Issue #429, opened 2021-04-02
[BUG] Problem with applying templates for more than 10 ISM policys


mousemaxx:
**Describe the bug**
"index_patterns" for ISM template for eleventh or more are not applied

* * * * * * *

* Task to complete
Wherever a line contains the string "more", copy that line from the data.

* Response area
[BUG] Problem with applying templates for more than 10 ISM policys
"index_patterns" for ISM template for eleventh or more are not applied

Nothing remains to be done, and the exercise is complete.